PROBLEM STATEMENT
Up to and including the line that contains "Type of change: Bug", write out each line of the material from its first line, exactly.

╭──

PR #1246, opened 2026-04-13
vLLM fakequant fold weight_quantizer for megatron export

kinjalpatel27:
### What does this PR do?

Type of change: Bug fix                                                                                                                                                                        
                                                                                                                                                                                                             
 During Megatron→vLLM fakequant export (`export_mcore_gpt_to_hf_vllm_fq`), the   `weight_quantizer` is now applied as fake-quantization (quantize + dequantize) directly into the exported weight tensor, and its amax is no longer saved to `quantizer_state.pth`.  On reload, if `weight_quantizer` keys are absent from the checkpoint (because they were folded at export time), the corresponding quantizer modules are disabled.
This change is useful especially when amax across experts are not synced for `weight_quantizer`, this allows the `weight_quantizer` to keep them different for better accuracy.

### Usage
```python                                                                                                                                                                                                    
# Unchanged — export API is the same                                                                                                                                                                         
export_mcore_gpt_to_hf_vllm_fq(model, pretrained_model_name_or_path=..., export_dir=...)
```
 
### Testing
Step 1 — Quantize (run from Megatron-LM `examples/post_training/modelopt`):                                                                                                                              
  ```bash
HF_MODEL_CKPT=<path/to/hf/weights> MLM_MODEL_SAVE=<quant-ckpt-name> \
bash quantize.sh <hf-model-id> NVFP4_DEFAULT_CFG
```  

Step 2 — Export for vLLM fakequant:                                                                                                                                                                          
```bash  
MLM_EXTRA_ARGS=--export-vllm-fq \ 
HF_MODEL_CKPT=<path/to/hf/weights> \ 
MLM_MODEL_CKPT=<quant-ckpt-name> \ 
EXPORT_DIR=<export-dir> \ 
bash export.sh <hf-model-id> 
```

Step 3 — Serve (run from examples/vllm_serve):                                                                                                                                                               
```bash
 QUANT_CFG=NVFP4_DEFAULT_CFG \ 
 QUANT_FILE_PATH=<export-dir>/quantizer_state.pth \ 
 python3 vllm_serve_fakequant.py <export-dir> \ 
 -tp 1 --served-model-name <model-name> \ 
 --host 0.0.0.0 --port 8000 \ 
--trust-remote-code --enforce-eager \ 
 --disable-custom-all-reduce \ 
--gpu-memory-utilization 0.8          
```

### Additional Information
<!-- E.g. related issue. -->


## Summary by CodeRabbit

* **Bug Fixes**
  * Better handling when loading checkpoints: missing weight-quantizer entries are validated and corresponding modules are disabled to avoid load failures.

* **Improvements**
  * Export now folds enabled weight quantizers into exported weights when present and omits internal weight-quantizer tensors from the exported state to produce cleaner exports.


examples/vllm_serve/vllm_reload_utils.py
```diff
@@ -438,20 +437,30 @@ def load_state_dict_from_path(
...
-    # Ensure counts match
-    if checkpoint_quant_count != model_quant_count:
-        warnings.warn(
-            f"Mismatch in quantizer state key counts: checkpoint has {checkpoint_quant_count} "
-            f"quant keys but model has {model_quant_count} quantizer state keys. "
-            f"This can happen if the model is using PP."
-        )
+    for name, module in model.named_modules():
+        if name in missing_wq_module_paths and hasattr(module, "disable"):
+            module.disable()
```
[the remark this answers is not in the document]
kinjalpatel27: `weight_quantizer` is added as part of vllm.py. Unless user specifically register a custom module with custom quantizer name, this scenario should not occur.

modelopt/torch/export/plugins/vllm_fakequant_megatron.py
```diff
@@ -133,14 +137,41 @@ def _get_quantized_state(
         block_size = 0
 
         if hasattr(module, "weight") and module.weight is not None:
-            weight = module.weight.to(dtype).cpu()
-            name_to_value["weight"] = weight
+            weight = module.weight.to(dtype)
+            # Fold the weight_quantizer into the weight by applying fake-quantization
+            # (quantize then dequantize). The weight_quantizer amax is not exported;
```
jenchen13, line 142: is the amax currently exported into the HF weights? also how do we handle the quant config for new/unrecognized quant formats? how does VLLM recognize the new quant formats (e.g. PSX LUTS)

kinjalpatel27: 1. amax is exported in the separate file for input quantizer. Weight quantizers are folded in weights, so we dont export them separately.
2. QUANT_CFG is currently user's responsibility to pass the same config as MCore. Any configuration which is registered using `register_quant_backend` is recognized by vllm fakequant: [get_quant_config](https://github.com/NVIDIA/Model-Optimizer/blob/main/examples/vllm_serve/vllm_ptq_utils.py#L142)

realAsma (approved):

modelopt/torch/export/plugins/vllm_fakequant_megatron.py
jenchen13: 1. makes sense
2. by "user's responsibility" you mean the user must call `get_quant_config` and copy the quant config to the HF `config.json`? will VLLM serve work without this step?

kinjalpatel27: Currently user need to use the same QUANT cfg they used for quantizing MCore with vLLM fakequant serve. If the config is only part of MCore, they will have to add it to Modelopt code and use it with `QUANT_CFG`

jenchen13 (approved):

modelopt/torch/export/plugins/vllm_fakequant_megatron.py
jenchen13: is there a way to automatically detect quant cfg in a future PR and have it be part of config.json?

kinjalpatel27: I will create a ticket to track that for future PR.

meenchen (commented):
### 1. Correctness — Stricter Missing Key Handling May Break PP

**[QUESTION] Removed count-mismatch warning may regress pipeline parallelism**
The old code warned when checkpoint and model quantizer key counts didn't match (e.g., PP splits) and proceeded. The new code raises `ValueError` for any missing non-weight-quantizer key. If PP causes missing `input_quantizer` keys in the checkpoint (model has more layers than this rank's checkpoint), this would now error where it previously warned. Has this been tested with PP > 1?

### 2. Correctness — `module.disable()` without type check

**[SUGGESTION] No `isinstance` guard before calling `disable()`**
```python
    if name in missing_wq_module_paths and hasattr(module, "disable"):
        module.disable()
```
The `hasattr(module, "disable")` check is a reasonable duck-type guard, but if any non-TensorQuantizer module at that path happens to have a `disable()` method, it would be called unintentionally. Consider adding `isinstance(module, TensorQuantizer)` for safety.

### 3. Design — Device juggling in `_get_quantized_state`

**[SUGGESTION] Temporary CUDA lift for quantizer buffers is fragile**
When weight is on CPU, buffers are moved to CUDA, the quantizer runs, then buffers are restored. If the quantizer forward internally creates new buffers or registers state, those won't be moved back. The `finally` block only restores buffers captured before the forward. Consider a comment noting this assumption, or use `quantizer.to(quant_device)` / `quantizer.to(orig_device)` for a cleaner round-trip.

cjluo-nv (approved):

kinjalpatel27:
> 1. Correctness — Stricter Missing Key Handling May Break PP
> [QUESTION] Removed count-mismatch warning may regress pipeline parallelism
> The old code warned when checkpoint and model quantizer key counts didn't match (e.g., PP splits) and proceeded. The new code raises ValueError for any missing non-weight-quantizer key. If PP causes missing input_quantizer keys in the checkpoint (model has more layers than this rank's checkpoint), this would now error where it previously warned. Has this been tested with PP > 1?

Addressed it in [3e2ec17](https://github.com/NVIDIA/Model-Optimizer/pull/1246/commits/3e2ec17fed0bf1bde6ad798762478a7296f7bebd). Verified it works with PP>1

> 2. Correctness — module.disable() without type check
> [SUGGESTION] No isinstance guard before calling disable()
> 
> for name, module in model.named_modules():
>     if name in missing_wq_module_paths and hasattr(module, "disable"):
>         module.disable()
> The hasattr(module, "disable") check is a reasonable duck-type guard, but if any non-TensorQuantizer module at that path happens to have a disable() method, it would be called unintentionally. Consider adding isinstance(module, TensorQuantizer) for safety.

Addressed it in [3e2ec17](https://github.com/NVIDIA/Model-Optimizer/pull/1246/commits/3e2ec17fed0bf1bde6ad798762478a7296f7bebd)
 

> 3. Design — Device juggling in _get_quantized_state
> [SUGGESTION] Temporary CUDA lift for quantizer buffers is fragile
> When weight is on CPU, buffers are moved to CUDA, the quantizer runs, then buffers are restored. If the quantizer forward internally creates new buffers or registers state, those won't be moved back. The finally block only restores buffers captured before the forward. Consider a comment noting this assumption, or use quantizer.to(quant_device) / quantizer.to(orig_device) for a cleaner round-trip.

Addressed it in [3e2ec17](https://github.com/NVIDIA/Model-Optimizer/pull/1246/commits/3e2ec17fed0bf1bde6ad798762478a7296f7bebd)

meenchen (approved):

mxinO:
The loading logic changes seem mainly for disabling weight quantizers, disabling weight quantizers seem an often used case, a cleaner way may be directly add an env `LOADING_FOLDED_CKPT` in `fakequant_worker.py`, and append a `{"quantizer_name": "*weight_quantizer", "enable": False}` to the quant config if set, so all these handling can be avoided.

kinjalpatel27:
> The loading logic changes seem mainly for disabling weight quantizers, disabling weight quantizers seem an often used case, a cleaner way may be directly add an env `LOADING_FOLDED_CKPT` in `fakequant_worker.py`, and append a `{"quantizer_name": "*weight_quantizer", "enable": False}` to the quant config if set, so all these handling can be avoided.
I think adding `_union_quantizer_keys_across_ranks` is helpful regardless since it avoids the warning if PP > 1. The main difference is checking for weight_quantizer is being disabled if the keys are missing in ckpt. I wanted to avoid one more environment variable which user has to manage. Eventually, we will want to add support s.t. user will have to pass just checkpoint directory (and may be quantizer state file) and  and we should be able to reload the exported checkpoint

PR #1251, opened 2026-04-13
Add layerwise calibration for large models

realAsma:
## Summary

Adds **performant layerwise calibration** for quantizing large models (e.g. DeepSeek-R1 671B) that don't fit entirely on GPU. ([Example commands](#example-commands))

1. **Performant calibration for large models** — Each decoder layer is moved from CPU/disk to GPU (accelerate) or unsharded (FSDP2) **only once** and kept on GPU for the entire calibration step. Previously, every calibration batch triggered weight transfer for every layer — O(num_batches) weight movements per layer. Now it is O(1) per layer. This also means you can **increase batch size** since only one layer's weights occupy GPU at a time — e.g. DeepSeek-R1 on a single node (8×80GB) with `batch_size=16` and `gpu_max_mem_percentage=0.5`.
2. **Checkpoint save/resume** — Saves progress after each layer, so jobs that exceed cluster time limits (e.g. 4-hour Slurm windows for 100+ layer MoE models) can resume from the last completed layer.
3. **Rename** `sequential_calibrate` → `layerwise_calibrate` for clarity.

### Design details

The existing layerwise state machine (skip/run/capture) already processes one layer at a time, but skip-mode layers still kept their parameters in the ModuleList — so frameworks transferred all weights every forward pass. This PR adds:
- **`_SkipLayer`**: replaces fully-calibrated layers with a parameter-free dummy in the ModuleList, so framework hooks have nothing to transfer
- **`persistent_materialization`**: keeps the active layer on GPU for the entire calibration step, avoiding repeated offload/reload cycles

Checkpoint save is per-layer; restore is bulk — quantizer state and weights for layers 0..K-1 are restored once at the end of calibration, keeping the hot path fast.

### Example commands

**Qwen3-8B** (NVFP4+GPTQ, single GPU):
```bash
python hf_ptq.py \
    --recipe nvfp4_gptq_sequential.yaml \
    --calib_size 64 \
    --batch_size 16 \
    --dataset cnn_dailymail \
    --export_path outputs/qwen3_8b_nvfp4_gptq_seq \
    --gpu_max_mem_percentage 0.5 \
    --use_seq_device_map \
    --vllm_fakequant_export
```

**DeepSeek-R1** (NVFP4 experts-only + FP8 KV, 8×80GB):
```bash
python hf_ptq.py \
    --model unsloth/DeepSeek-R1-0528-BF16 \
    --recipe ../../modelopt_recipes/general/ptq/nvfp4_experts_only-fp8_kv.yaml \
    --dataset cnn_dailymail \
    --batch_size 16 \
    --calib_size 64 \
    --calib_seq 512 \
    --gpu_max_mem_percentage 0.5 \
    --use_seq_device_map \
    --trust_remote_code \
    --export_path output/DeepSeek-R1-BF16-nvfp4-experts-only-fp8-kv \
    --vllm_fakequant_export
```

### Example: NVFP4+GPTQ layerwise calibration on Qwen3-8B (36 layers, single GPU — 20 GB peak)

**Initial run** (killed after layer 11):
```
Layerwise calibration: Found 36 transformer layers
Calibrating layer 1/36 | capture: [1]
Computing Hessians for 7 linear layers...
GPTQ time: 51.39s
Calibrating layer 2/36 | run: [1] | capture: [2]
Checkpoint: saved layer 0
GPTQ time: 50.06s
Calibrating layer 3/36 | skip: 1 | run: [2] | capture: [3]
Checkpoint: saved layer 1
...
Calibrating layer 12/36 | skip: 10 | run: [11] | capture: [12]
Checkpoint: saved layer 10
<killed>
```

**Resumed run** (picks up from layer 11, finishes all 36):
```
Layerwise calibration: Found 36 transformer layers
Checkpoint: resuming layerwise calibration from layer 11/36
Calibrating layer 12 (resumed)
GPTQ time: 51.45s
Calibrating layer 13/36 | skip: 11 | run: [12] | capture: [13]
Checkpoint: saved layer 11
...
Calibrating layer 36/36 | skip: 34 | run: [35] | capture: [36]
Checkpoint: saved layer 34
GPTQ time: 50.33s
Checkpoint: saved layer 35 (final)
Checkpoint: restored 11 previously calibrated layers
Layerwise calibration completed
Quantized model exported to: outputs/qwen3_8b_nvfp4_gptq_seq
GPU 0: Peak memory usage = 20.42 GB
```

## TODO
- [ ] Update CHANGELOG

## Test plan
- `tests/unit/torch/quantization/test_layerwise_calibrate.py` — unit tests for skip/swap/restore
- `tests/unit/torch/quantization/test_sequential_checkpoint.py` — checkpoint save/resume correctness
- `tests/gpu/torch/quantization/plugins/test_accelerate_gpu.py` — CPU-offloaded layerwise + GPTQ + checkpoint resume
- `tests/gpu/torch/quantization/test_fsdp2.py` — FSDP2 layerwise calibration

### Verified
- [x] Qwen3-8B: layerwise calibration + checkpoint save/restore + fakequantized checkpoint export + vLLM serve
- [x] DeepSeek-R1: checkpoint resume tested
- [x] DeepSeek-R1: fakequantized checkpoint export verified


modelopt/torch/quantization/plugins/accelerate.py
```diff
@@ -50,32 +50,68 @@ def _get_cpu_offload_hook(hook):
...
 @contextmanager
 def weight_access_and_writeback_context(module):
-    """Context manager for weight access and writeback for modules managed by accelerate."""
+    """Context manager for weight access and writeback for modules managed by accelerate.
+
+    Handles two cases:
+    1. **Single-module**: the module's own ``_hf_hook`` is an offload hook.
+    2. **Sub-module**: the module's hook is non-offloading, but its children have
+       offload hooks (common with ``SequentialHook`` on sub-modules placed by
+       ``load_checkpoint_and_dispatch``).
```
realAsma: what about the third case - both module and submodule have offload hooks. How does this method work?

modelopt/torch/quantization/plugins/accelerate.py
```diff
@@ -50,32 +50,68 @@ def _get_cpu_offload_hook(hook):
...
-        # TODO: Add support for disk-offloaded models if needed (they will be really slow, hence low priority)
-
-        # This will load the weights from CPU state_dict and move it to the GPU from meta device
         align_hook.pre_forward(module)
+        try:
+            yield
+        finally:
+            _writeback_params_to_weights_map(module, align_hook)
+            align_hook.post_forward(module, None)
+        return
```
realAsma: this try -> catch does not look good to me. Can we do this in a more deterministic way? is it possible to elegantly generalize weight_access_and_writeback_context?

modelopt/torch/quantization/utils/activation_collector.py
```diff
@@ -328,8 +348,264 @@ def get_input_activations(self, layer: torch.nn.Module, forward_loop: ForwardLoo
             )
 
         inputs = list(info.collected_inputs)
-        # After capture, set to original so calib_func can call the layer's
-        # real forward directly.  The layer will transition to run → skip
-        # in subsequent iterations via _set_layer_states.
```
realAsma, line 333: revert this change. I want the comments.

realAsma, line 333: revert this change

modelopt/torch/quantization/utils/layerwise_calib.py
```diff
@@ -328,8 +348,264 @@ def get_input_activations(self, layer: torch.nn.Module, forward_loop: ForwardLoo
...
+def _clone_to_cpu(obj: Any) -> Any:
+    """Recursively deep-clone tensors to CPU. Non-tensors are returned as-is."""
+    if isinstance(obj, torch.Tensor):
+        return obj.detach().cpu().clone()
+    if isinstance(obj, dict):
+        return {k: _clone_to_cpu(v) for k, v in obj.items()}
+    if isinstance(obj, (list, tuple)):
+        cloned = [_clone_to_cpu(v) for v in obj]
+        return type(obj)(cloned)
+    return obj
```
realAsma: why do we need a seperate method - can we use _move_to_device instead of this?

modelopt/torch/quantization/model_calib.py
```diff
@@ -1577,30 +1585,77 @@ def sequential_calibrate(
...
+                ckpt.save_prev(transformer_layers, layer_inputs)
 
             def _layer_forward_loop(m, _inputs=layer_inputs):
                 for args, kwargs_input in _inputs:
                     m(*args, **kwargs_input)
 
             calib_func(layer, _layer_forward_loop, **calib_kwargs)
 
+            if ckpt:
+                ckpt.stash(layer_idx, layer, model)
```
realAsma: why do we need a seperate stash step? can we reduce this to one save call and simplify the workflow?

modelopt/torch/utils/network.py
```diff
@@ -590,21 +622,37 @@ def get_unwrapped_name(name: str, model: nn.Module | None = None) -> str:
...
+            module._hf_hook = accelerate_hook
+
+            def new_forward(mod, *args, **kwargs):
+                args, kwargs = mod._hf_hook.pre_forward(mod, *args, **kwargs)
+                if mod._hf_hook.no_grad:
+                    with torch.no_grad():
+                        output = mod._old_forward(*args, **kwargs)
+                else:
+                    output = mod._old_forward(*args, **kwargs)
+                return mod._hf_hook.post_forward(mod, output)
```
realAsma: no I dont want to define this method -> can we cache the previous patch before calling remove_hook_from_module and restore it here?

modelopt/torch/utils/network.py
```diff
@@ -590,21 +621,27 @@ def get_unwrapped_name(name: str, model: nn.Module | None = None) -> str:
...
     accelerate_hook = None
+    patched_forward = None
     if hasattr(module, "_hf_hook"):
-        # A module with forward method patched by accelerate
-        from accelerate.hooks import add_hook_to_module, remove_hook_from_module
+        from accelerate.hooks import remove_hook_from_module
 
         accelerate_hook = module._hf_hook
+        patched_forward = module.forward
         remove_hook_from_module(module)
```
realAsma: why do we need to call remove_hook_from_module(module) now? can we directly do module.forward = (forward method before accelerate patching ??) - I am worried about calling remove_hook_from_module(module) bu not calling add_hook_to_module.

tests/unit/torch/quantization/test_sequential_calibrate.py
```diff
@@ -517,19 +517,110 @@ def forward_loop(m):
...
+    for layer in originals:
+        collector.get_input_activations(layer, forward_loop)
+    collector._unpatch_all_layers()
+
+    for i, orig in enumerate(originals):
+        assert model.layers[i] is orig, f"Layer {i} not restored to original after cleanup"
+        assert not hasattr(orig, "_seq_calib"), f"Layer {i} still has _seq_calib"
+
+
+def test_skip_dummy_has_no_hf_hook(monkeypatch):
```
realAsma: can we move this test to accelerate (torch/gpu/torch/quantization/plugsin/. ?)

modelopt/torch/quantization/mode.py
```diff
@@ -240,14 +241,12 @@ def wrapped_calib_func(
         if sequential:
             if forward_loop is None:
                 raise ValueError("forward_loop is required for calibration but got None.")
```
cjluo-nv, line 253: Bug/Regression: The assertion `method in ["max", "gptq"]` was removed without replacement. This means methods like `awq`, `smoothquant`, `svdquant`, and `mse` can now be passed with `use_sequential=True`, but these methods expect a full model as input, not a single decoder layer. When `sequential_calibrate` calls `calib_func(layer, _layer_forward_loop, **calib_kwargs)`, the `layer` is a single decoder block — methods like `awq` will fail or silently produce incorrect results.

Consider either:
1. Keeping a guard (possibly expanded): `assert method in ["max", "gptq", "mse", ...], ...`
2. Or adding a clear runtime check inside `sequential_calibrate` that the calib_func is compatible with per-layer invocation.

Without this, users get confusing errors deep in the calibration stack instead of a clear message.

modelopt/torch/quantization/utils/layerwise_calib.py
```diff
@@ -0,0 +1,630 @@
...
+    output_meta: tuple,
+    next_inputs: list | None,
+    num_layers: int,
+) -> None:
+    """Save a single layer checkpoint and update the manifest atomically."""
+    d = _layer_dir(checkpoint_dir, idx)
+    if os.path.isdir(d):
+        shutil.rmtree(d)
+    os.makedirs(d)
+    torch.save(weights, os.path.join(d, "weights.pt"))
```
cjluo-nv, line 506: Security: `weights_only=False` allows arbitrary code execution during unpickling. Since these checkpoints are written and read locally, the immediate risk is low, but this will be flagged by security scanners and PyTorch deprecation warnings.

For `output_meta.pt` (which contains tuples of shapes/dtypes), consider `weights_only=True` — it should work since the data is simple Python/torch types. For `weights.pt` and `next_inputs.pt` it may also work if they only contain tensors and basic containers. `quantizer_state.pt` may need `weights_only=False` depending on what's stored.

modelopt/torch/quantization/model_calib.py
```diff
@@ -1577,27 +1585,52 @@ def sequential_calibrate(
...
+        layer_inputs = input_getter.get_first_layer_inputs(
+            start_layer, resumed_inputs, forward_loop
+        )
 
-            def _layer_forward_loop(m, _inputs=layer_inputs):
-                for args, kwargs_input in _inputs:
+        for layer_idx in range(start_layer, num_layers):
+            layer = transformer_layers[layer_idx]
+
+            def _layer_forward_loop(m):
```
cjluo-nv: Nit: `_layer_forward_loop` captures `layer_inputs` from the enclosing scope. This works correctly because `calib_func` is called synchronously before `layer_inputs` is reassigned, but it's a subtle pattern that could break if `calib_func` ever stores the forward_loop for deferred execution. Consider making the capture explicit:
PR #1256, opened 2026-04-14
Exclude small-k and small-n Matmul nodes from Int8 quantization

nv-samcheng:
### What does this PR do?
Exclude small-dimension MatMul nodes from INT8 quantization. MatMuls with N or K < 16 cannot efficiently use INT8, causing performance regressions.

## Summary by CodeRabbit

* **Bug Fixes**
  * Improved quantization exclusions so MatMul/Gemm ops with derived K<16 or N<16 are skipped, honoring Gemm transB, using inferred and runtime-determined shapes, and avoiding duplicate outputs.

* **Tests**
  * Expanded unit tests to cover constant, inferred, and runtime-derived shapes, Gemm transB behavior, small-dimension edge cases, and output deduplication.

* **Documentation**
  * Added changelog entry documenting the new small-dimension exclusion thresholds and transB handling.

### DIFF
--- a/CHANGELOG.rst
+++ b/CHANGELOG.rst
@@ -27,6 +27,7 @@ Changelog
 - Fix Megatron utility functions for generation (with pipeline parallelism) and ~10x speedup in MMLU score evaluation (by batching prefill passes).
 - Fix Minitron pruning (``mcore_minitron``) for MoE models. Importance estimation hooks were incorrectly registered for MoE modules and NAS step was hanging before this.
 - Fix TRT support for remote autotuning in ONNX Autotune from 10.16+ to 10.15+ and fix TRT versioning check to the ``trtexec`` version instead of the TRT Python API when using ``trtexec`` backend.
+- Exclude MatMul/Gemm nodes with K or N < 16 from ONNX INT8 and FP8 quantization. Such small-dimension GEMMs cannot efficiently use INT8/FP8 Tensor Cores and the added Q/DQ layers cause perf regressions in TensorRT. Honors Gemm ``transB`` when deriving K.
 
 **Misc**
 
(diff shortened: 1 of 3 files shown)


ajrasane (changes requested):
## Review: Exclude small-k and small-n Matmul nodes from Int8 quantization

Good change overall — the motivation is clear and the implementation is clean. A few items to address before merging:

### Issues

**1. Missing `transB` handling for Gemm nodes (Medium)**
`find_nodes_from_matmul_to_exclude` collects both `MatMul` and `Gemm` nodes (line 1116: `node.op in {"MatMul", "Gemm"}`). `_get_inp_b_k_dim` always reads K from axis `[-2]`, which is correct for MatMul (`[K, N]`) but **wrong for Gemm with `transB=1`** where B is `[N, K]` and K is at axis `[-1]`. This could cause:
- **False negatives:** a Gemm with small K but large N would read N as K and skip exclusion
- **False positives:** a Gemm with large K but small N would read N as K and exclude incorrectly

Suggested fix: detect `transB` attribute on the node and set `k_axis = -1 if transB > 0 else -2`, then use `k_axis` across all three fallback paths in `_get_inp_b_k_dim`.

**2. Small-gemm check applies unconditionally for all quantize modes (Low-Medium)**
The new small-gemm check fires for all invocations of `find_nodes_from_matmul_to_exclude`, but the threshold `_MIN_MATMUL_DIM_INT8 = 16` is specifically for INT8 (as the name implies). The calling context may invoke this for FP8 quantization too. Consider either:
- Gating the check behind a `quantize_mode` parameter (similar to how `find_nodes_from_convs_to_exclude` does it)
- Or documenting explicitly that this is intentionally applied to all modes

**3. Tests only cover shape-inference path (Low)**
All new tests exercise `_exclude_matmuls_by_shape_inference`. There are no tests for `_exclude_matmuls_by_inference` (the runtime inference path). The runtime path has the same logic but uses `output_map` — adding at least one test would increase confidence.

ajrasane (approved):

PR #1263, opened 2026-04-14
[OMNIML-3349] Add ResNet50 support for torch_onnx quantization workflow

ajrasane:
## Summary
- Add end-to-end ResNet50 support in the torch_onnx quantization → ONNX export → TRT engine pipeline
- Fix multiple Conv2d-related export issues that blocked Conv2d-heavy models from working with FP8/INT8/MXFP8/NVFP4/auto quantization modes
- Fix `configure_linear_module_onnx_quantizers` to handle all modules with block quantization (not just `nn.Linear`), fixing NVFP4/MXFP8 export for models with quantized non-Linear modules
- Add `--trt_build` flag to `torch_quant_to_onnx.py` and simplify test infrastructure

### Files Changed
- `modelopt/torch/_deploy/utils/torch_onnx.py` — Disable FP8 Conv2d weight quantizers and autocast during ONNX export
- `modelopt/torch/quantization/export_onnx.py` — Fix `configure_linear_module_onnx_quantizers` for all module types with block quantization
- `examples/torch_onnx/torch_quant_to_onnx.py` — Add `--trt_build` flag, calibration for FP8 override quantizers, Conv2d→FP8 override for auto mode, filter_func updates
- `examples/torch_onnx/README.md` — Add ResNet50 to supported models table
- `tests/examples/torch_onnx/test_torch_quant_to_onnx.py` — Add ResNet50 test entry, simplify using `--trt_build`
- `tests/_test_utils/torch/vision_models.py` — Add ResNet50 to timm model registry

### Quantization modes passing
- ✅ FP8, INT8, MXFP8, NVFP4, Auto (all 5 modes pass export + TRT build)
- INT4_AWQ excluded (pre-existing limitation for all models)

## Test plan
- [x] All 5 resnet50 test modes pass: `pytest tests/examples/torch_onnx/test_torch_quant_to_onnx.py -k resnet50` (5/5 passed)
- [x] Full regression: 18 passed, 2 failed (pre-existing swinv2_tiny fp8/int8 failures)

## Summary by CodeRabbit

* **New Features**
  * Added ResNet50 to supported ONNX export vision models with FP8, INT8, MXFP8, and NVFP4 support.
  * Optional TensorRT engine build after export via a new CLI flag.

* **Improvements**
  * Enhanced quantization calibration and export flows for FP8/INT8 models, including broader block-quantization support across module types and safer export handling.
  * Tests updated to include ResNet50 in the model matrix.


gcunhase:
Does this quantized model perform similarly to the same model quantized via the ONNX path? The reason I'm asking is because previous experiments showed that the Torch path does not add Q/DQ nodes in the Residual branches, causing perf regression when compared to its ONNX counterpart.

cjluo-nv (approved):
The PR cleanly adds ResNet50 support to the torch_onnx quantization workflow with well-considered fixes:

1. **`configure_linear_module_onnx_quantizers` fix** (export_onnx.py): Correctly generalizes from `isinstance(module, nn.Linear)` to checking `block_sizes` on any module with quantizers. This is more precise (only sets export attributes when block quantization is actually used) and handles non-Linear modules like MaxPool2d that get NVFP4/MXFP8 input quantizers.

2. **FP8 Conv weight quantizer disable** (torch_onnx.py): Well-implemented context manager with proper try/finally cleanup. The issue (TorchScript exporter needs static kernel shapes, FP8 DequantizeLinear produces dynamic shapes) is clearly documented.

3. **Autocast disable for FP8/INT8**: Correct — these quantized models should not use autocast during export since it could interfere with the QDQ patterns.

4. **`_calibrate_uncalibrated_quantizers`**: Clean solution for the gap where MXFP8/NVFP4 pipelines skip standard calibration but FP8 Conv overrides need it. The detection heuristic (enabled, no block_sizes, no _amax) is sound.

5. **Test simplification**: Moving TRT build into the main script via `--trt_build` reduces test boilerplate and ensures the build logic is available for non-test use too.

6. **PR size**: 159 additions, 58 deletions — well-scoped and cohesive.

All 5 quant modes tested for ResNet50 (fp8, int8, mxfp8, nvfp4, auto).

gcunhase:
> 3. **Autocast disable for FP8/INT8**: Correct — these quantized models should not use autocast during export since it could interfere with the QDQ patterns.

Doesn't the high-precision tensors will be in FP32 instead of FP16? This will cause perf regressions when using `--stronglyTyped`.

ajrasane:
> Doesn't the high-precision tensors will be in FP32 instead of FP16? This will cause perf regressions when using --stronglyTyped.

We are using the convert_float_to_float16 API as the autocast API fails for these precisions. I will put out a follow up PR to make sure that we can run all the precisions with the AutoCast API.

╰──

SOLUTION
PR #1246, opened 2026-04-13
vLLM fakequant fold weight_quantizer for megatron export

kinjalpatel27:
### What does this PR do?

Type of change: Bug fix                                                                                                                                                                        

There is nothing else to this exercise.